[Start of Attachment]

PR #2409, opened 2022-01-04
[RFC] CTest debugging registers

felixjones:
PR is mostly for discussion of this idea.
Motivation is using mGBA to write unit tests for GBA ROMs.

CTest is a very simple unit testing tool that's part of CMake https://gitlab.kitware.com/cmake/community/-/wikis/doc/ctest/Testing-With-CTest

The only requirement for CTest is that the executable returns with a code. This PR adds a crude way to call `exit` from a GBA ROM that quits mGBA with a given return code.
This is done by enabling mGBA debug, adding a CTest argument (see below), and then writing to ´REG_CTEST_EXIT´.

The `--ctest` argument is used to send string arguments to the GBA ROM for configuring a CTest.
`REG_CTEST_ARGC` contains the CTest argument counts, `REG_CTEST_ARGV` points to the CTest argv table (which all points within the buffer).

The horrible looking `parseArgsString` generates an `argv` table and packs as many args as possible from a given string into a buffer, returning the ´argc´.


endrift:
mGBA already has CTest tests, they just display the result visually and have the test suite executable (CInema) compare versus expected result.

If you want a generic way to pass arguments to a game, you shouldn't brand it CTEST. If you want CTest, you should explain why it needs to be a generic way to pass arguments to the game.

Further, I'm not fond of how this is implemented, but that could be beside the point depending on what you're trying to actually accomplish at the end of the day.

felixjones:
At the moment I'm having to execute mGBA on a timeout in a separate process, then REGEX match the output for my tests.
What I want to achieve is use mGBA for unit tests without having to do this timeout-process hack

[End of Attachment]

# EXERCISE AIM:
Send back, unchanged, every line of the records from the one with "This is done" through the last.

# RESPONSE FOR THIS EXERCISE:
This is done by enabling mGBA debug, adding a CTest argument (see below), and then writing to ´REG_CTEST_EXIT´.

The `--ctest` argument is used to send string arguments to the GBA ROM for configuring a CTest.
`REG_CTEST_ARGC` contains the CTest argument counts, `REG_CTEST_ARGV` points to the CTest argv table (which all points within the buffer).

The horrible looking `parseArgsString` generates an `argv` table and packs as many args as possible from a given string into a buffer, returning the ´argc´.


endrift:
mGBA already has CTest tests, they just display the result visually and have the test suite executable (CInema) compare versus expected result.

If you want a generic way to pass arguments to a game, you shouldn't brand it CTEST. If you want CTest, you should explain why it needs to be a generic way to pass arguments to the game.

Further, I'm not fond of how this is implemented, but that could be beside the point depending on what you're trying to actually accomplish at the end of the day.

felixjones:
At the moment I'm having to execute mGBA on a timeout in a separate process, then REGEX match the output for my tests.
What I want to achieve is use mGBA for unit tests without having to do this timeout-process hack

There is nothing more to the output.